This time, my main reason for going there was to see the fantastic Ansel Adams exhibition at the Greenwich Maritime museum. I stayed in a hotel nearby and walked out to Greenwich pier every morning. A friend had recommended using the water bus to get to and from Central London, and that’s what I did. It was a great experience and a cheap way to sight see.

The Ansel Adams exhibition was well worth the visit alone. I’ve always liked his work and he has been an inspiration to my photography so to actually see his prints – mostly made by Adams himself – was an incredible experience for me. He emphasised quality and was reluctant for his images to be published in books as the printing process wasn’t up to his standards. In later years he relented, mainly because printing standards got higher. I have several portfolios of his work but the prints are the thing, more so with him. Visitors were asked to write what inspiration they had gained from the exhibition, and to place the card in a special display. My card read “to see rather than look, to seek quality over quantity and to take more time making my photographs”. Cheesy and pretentious – maybe. But that’s how I felt at the time.

I spent the rest of the morning at the Maritime museum and I was particularly taken by the display of the uniform Nelson was wearing when he was shot. It would have fitted me and I’m not the biggest person in the world. The bullet hole is in the left upper shoulder and the ball tore a wad of fabric from the coat and buried it in the wound.
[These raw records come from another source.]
PR #6783, opened 2021-07-30
Return ptr when adding histogram to registry

mpuccio:
Especially useful when setting labels for the axis

### DIFF
--- a/Framework/Core/include/Framework/HistogramRegistry.h
+++ b/Framework/Core/include/Framework/HistogramRegistry.h
@@ -90,9 +90,9 @@ class HistogramRegistry
   HistogramRegistry(char const* const name, std::vector<HistogramSpec> histSpecs = {}, OutputObjHandlingPolicy policy = OutputObjHandlingPolicy::AnalysisObject, bool sortHistos = true, bool createRegistryDir = false);
 
   // functions to add histograms to the registry
-  void add(const HistogramSpec& histSpec);
-  void add(char const* const name, char const* const title, const HistogramConfigSpec& histConfigSpec, bool callSumw2 = false);
-  void add(char const* const name, char const* const title, HistType histType, std::vector<AxisSpec> axes, bool callSumw2 = false);
+  HistPtr add(const HistogramSpec& histSpec);
+  HistPtr add(char const* const name, char const* const title, const HistogramConfigSpec& histConfigSpec, bool callSumw2 = false);
+  HistPtr add(char const* const name, char const* const title, HistType histType, std::vector<AxisSpec> axes, bool callSumw2 = false);
   void addClone(const std::string& source, const std::string& target);
 
   // function to query if name is already in use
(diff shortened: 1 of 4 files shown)


Framework/Core/include/Framework/HistogramRegistry.h
```diff
@@ -345,7 +345,7 @@ auto& HistogramRegistry::operator()(const HistName& histName)
 }
 
 template <typename T>
-void HistogramRegistry::insertClone(const HistName& histName, const std::shared_ptr<T>& originalHist)
+HistPtr HistogramRegistry::insertClone(const HistName& histName, const std::shared_ptr<T>& originalHist)
```
mario-krueger, line 348: This function is able also to clone whole directory structures. 
The pointer that will be returned here in this case would therefore be unpredictable (it will be the last histogram in the registry that matches the request).
My suggestion would be to keep this as a void function for now and later we can split it into a version for cloning single histograms that returns the corresponding pointer and a version that we call `addGroupClone` or similar which will then be a `void` function.

Framework/Core/src/HistogramRegistry.cxx
```diff
@@ -95,24 +96,25 @@ void HistogramRegistry::validateHistName(const char* name, const uint32_t hash)
...
-void HistogramRegistry::add(char const* const name, char const* const title, HistType histType, std::vector<AxisSpec> axes, bool callSumw2)
+HistPtr HistogramRegistry::add(char const* const name, char const* const title, HistType histType, std::vector<AxisSpec> axes, bool callSumw2)
 {
-  insert({name, title, {histType, axes}, callSumw2});
+  return insert({name, title, {histType, axes}, callSumw2});
 }
 
 // store a copy of an existing histogram (or group of histograms) under a different name
-void HistogramRegistry::addClone(const std::string& source, const std::string& target)
+HistPtr HistogramRegistry::addClone(const std::string& source, const std::string& target)
```
mario-krueger: This function is able also to clone whole directory structures. 
The pointer that will be returned here in this case would therefore be unpredictable (it will be the last histogram in the registry that matches the request).
My suggestion would be to keep this as a void function for now and later we can split it into a version for cloning single histograms that returns the corresponding pointer and a version that we call `addGroupClone` or similar which will then be a `void` function.

iarsene: Hi @mpuccio and @mario-krueger,
Hi think that Mario's suggestion is reasonable. Can you solve this so we can merge?

mario-krueger: we can also merge it as it is and I will then commit the follow-up changes

mpuccio: Yeah, sorry I got back from vacation today! I am fixing it right now :)

iarsene:
The macOS test failure is unrelated, merging

iarsene (approved):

There were some chilling exhibits from the slave trade but they were partly redeemed by accounts of the Royal Navy capturing slave trader’s ship after Britain had outlawed slavery in the early 19th century.
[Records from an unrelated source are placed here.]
PR #6784, opened 2021-07-30
set global reader default tracks/clusters request to none

shahor02:
@davidrohr requesting all tracks and clusters by default is confusing, e.g. if user wants only TPC tracks, it will also try to load all tracks. Setting to `none`. If needed, `--track-types all` can be requested.


shahor02:
trivial, merging

PR #6787, opened 2021-07-31
DPL Analysis: fix amending copy instead of an actual entry

aalkin:
@victor-gonzalez this should fix the issue you've encountered


aalkin:
@jgrosseo this fix is needed for process configurables to work properly for some complex workflows.

victor-gonzalez:
It is fixed now!!!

Then it was off to the Royal Observatory in Greenwich park. I wanted to see the Meridian line and did so. But when I went into the observatory building, I was surprised to find that the original meridian line was some 4 yards to the west. It was altered when a new telescope was installed to measure the time. Time was calibrated by the passing of several particular stars across a set line (the meridian) and so when the new telescope was sited, the meridian line was redefined. Only in Britain!

The next day I set off for The Victoria and Albert museum and their photography exhibition from the Middle East. A completely different look and feel to the landscapes of Adams. These were full of emotion and contrasts between Western and Eastern culture. Although there was a theme of individuality and identity, there was also an underlying hint of wanting to imitate or emulate Westernisms.

Back at Greenwich, I toured the Cutty Sark. A tremendous effort has been put in to restore her, from here rotting state when she was saved in the 1920s to the intense work put in after the devastating fire in 2007. She is dedicated to all Merchant Seamen who made Britain what it is today, and particularly to those who died at sea. I was surprised at how few crew were needed to sail her – 29 to start with, dropping to 19 by the time when was nearing the end of her ‘tea clipper’ career. The radical (for its day) design of long and narrow reduced her cargo capacity but made her much faster. The crews quarters were small to help make up the lost space and she carried high value cargo whenever she could.

I spent my last morning in London wandering around the old haunts from when I was in college. The Regent Street campus had been updated (it was where the students always had an occupation protest every year because the heating had to be left on. I was a member of the rifle club and there was a 20m range in the basement). The Riding House Street building was unrecognisable – at least I didn’t remember it being like that. And the fantastic sandwich bar that we all used to frequent was gone. Around the corner, my hall of residence in Wells Street was exactly the same. and the back streets on the way to Goodge Street station were all familiar. The Dianetics place, where a few of us went for a session (and were afraid of being brainwashed, as we’d heard the stories) was also still there, though closed today.

Some great experiences, a lot of walking and some nice memories of nearly 30 years ago!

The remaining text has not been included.